Calzada et ses collègues utilisent les niveaux plasmatiques de 4-HHE comme un indicateur du taux d’oxydation du DHA supplémenté lors d’une étude clinique. Les résultats indiquent que le niveau plasmatique de 4-HHE est élevé après une supplémentation de DHA de 800mg/jour ou de 1600mg/jour. De plus, le niveau de 4-HHE comprend 0,01% de DHA plasmatique (Calzada et al., 2010). Les études de Michalski et de ses collègues indiquent que le ratio 4-HHE : AGPI n-3 est plus bas dans le lait maternel que dans les formules de lait commerciales (Michalski et al., 2008). Cependant, le ratio HHE : AGPI n-3 était plus élevé que le ratio HNE : AGPI n-6 à la fois dans le lait maternel et dans les formules de lait. Surh et al. ont également montré la présence de 4-HNE et de 4-HHE dans les formules de lait pour enfant (Surh et al., 2007). Grune et al. ont enrichi en omégas-3 des œufs de poule en supplémentant l’alimentation de ces poules avec du DHA (Grune et al., 2001). Cet enrichissement conduit malheureusement à une augmentation du 4-HHE dans les œufs. Une supplémentation en vitamine E antioxydante permet de prévenir l’apparition de 4-HHE issu de la peroxydation du DHA.
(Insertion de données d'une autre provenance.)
PR #877, opened 2015-04-11
fix Undefined index error ehen updatein thumbnail of contacts

### LINKED ISSUE #767: OC8: Updating contacts fails
Version: Owncloud 8 alpha 1

Reproduce: Change contacts thumbnail on a mobile device (android with sync via davdroid)

Error: Operation fails, error is attached (in operation cacheThumbnail)

Log: 

"app":"PHP","message":"Undefined index: remove at \/var\/www\/owncloud\/apps\/contacts\/lib\/utils\/properties.php#303","level":3,"time":"January 04, 2015 17:56:40"}

derkostka:
fixes #767

### DIFF
--- a/lib/utils/properties.php
+++ b/lib/utils/properties.php
@@ -300,7 +300,7 @@ Class Properties {
 				return $cache->get($key);
 			}
 		} else {
-			if ($options['remove'] === false && $options['update'] === false){
+			if (isset($options['remove']) === false && isset($options['update']) === false){
 				return $cache->get($key);
 			}
 		}
--- a/lib/utils/properties.php
+++ b/lib/utils/properties.php
@@ -300,11 +300,11 @@ Class Properties {
 				return $cache->get($key);
 			}
 		} else {
-			if (isset($options['remove']) === false && isset($options['update']) === false){
+			if ( (isset($options['remove']) && $options['remove'] === false) 
+			&&   (isset($options['update']) && $options['update'] === false) ){
 				return $cache->get($key);
 			}
 		}
-
 
 		if (isset($options['remove']) && $options['remove']) {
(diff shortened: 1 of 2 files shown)


derkostka:
This commit is for free software in the public domain.
@PVince81 : Please backport to OC 8.0.3 and also OC 7. I´ve had this error since OC 7 and updating contacts thumbnails was not possible because of this :+1:

lib/utils/properties.php
```diff
@@ -300,7 +300,7 @@ public static function cacheThumbnail($backendName, $addressBookId, $contactId,
 				return $cache->get($key);
 			}
 		} else {
-			if ($options['remove'] === false && $options['update'] === false){
+			if (isset($options['remove']) === false && isset($options['update']) === false){
```
LEDfan: This will fix the issue, but it won't have the same result.

LEDfan: I.e. the when 'remove' property exists but is false this code will not be called. Which should be the case AFAIK.

derkostka:
@LEDfan  tbh, i do not understand what the else statement is for ?

What about this, we check with "isset" if the key is not null, and if it is, we check if it is set 'false'
            if ( (isset($options['remove']) && $options['remove'] === false) 
            &&   (isset($options['update']) && $options['update'] === false) ){
                return $cache->get($key);
            }

?

derkostka:
any idea on this ? if not, let´s close this one also, but the issue remains for me ...

PVince81:
I haven't tested but your code change looks good :+1: 
I might have missed that `$vevent` part when doing the Sabre 2.1 adaptation.

Is it broken on 8.0 and 7 too ?

PR #887, opened 2015-04-27
Make birthday events non-blocking

jakobsack:
Currently birthdays are blocking an entire day on calendars.

This patch utilizes the "TRANSP" property of RFC 2445 (4.8.2.7 Time Transparency) to change this behaviour.

Change works as expected on Windows Phone 8.1, no conflicts with other events on the same day are shown.


derkostka:
Nice addition ! +1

Ces études prouvent donc que l’oxydation des AGPI n-3 est présente dans les aliments que nous consommons et leur métabolisation entraîne une élévation du taux plasmatique de 4-HHE potentiellement toxique. Néanmoins, il n’existe pas assez de données aujourd’hui pour déterminer l’étendue de l’oxydation des AGPI n-3 plasmatiques modifiée par une consommation élevée en AGPI n-3, et si ces changements sont associés à des effets positifs ou négatifs sur la santé. Il est donc indispensable d’approfondir les études pour une meilleure compréhension des mécanismes de prévention d’oxydation des AGPI n-3 dans les produits alimentaires qui en sont enrichis, ainsi que les mécanismes responsables de la peroxydation lipidique in vivo des AGPI n-3 suivant leur consommation.